PR #260, opened 2025-08-27
Add compile-time check for opcode AIR implementation coverage

ClementWalter:
## Summary
This PR adds a compile-time check to ensure all opcodes defined in the `Instruction` enum have corresponding AIR implementations in the prover.

## Changes
- Modified the `define_opcodes!` macro to use opcode variant names directly instead of constants
- Added a compile-time exhaustiveness check that verifies all `Instruction` variants are handled
- Listed TODOs for opcodes not yet implemented in the AIR
- Simplified the macro by removing redundant const declarations

## Benefits
- Prevents accidentally forgetting to implement AIR for new opcodes
- Makes the macro more maintainable by reducing duplication
- Provides clear visibility of which opcodes still need AIR implementation

The compile-time check ensures that if a new opcode is added to the `Instruction` enum but not to the AIR implementation, the code will fail to compile with a clear error message.


enitrat (approved):
very good

PR #261, opened 2025-08-28
feat(prover): add range_check 8 and 16

AntoineFONDEUR:
closes CORE-1133


crates/prover/src/preprocessed/range_check/mod.rs
```diff
@@ -7,7 +7,13 @@ use stwo_prover::core::poly::BitReversedOrder;
 
 use crate::preprocessed::PreProcessedColumn;
 
+// Include the macro implementation
+#[macro_use]
+pub mod range_check_macro;
+
+pub mod range_check_16;
 pub mod range_check_20;
+pub mod range_check_8;
```
ClementWalter, line 16: you can just define them here, no need for a dedicated file

crates/prover/src/components/opcodes/mod.rs
```diff
@@ -216,5 +235,6 @@ define_opcodes!(
         ],
         store_fp_imm
     ),
-    ([const STORE_DOUBLE_DEREF_FP], store_double_deref_fp)
+    ([const STORE_DOUBLE_DEREF_FP], store_double_deref_fp),
```
ClementWalter, line 238: need to rebase

ClementWalter (commented):
if we cannot find a way to avoid filling manually the range_check 8 and 16 data, I guess that it's the sign that one needs to define actual traits for the components with a default empty list for these

ClementWalter (approved):

ClementWalter (approved):

PR #269, opened 2025-08-28
feat(prover): add u32_store_imm

AntoineFONDEUR:
closes CORE-1169


ClementWalter (approved):
tbf this component is just a memcpy of len 2. This will probably be dropped with memory refacto. Also, without a range_checked memory by design we'll end up range checking far too much

PR #277, opened 2025-08-29
feat (wasm): add fib compilation from rust source

gael-bigot:
Closes CORE-1149
Closes CORE-1148


crates/wasm/src/flattening.rs
```diff
@@ -667,30 +664,119 @@ impl DagToMir {
...
+                        result_id,
+                        Value::operand(temp2),
+                        Value::operand(temp1),
+                    ),
+                    Op::I32GtS => Instruction::binary_op(
+                        BinaryOp::U32Greater,
+                        result_id,
+                        Value::operand(temp1),
+                        Value::operand(temp2),
+                    ),
```
enitrat, line 738: MIR has 
```
    U32Less,
    U32Greater,
    U32LessEqual,
    U32GreaterEqual,
 ```
 adaption to VM-specific opcodes is done during lowering

Comment (gael-bigot) [reply crates/wasm/src/flattening.rs:738]: I realised afterwards that the change was codegen-specific. However we might benefit from converting to VM opcodes during the mir phase to benefit  as much as possible from optimisation passes.

File: crates/wasm/src/flattening.rs [hunk 2]
```diff
@@ -667,30 +664,119 @@ impl DagToMir {
...
+                wasm_op,
+                inputs[0],
+                inputs[1],
+                MirType::U32,
+                context,
+            ),
+
+            // For comparisons, we produce a boolean result
+            // This is not WASM compliant, but works if these values are only used in conditional branches
+            // TODO : cast everything correctly or sync with VM so that comparisons between u32 produce u32 booleans
```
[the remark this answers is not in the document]
gael-bigot: If the original WASM code keeps the result of an `I32Eq` for example and tries to add it to another value, this will result in a felt on U32 operation and crash the VM.

crates/wasm/src/flattening.rs
enitrat: you're lowering WASM to MIR, so you don't want to reason about anything that happens under that level

crates/wasm/src/flattening.rs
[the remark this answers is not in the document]
enitrat: either way it's true that it's bad because you can't emit to MIR without thinking about the underlying architecture which goes against my previous comment :/

enitrat (approved):

PR #287, opened 2025-09-01
fix(cargo-cairo-m): replace template placeholders with valid one

obatirou:
Close CORE-1187

Replace {{name}} with cairo-m-template in Cargo.toml template to avoid cargo compilation errors when parsing template files


zmalatrax (approved):
Looks fine to me

PR #297, opened 2025-09-04
refactor: remove AssertEqFpFp

enitrat:
Compile assertions on two operands by using `Eq` then AssertEqFpImm with `1`.


enitrat:
@codex Review this PR.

→ **TASK GOAL**: Restate each record above word for word.

→ **SOLUTION TO THIS TASK**:
PR #260, opened 2025-08-27
Add compile-time check for opcode AIR implementation coverage

ClementWalter:
## Summary
This PR adds a compile-time check to ensure all opcodes defined in the `Instruction` enum have corresponding AIR implementations in the prover.

## Changes
- Modified the `define_opcodes!` macro to use opcode variant names directly instead of constants
- Added a compile-time exhaustiveness check that verifies all `Instruction` variants are handled
- Listed TODOs for opcodes not yet implemented in the AIR
- Simplified the macro by removing redundant const declarations

## Benefits
- Prevents accidentally forgetting to implement AIR for new opcodes
- Makes the macro more maintainable by reducing duplication
- Provides clear visibility of which opcodes still need AIR implementation

The compile-time check ensures that if a new opcode is added to the `Instruction` enum but not to the AIR implementation, the code will fail to compile with a clear error message.


enitrat (approved):
very good

PR #261, opened 2025-08-28
feat(prover): add range_check 8 and 16

AntoineFONDEUR:
closes CORE-1133


crates/prover/src/preprocessed/range_check/mod.rs
```diff
@@ -7,7 +7,13 @@ use stwo_prover::core::poly::BitReversedOrder;
 
 use crate::preprocessed::PreProcessedColumn;
 
+// Include the macro implementation
+#[macro_use]
+pub mod range_check_macro;
+
+pub mod range_check_16;
 pub mod range_check_20;
+pub mod range_check_8;
```
ClementWalter, line 16: you can just define them here, no need for a dedicated file

crates/prover/src/components/opcodes/mod.rs
```diff
@@ -216,5 +235,6 @@ define_opcodes!(
         ],
         store_fp_imm
     ),
-    ([const STORE_DOUBLE_DEREF_FP], store_double_deref_fp)
+    ([const STORE_DOUBLE_DEREF_FP], store_double_deref_fp),
```
ClementWalter, line 238: need to rebase

ClementWalter (commented):
if we cannot find a way to avoid filling manually the range_check 8 and 16 data, I guess that it's the sign that one needs to define actual traits for the components with a default empty list for these

ClementWalter (approved):

ClementWalter (approved):

PR #269, opened 2025-08-28
feat(prover): add u32_store_imm

AntoineFONDEUR:
closes CORE-1169


ClementWalter (approved):
tbf this component is just a memcpy of len 2. This will probably be dropped with memory refacto. Also, without a range_checked memory by design we'll end up range checking far too much

PR #277, opened 2025-08-29
feat (wasm): add fib compilation from rust source

gael-bigot:
Closes CORE-1149
Closes CORE-1148


crates/wasm/src/flattening.rs
```diff
@@ -667,30 +664,119 @@ impl DagToMir {
...
+                        result_id,
+                        Value::operand(temp2),
+                        Value::operand(temp1),
+                    ),
+                    Op::I32GtS => Instruction::binary_op(
+                        BinaryOp::U32Greater,
+                        result_id,
+                        Value::operand(temp1),
+                        Value::operand(temp2),
+                    ),
```
enitrat, line 738: MIR has 
```
    U32Less,
    U32Greater,
    U32LessEqual,
    U32GreaterEqual,
 ```
 adaption to VM-specific opcodes is done during lowering

Comment (gael-bigot) [reply crates/wasm/src/flattening.rs:738]: I realised afterwards that the change was codegen-specific. However we might benefit from converting to VM opcodes during the mir phase to benefit  as much as possible from optimisation passes.

File: crates/wasm/src/flattening.rs [hunk 2]
```diff
@@ -667,30 +664,119 @@ impl DagToMir {
...
+                wasm_op,
+                inputs[0],
+                inputs[1],
+                MirType::U32,
+                context,
+            ),
+
+            // For comparisons, we produce a boolean result
+            // This is not WASM compliant, but works if these values are only used in conditional branches
+            // TODO : cast everything correctly or sync with VM so that comparisons between u32 produce u32 booleans
```
[the remark this answers is not in the document]
gael-bigot: If the original WASM code keeps the result of an `I32Eq` for example and tries to add it to another value, this will result in a felt on U32 operation and crash the VM.

crates/wasm/src/flattening.rs
enitrat: you're lowering WASM to MIR, so you don't want to reason about anything that happens under that level

crates/wasm/src/flattening.rs
[the remark this answers is not in the document]
enitrat: either way it's true that it's bad because you can't emit to MIR without thinking about the underlying architecture which goes against my previous comment :/

enitrat (approved):

PR #287, opened 2025-09-01
fix(cargo-cairo-m): replace template placeholders with valid one

obatirou:
Close CORE-1187

Replace {{name}} with cairo-m-template in Cargo.toml template to avoid cargo compilation errors when parsing template files


zmalatrax (approved):
Looks fine to me

PR #297, opened 2025-09-04
refactor: remove AssertEqFpFp

enitrat:
Compile assertions on two operands by using `Eq` then AssertEqFpImm with `1`.


enitrat:
@codex Review this PR.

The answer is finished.